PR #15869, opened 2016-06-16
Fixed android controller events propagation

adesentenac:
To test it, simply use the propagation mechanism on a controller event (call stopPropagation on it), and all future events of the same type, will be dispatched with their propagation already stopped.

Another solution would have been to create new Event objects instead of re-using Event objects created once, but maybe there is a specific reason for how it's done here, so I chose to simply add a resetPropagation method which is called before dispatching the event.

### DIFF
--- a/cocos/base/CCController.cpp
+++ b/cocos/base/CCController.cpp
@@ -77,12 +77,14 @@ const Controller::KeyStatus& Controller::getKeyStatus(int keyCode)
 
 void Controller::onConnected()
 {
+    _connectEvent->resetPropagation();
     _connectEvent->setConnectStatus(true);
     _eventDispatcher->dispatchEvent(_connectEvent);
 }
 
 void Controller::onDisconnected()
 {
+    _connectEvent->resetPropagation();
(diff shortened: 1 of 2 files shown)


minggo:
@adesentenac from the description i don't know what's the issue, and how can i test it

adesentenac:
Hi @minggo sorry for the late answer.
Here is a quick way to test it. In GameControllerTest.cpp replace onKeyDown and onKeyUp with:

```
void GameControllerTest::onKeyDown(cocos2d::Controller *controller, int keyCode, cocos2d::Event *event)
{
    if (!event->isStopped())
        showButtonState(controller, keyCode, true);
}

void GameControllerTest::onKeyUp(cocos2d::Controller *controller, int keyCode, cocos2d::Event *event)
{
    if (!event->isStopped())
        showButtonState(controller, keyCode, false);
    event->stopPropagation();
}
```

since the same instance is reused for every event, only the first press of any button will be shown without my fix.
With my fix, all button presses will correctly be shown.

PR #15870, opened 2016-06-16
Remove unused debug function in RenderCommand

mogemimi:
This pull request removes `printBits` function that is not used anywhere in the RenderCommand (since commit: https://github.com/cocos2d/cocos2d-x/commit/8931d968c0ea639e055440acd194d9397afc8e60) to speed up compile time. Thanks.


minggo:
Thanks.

━━━━━━━━

▶ About this exercise: The lines you need are those containing "events"; find them in the records and copy them.

▶ Answer space:
Fixed android controller events propagation
To test it, simply use the propagation mechanism on a controller event (call stopPropagation on it), and all future events of the same type, will be dispatched with their propagation already stopped.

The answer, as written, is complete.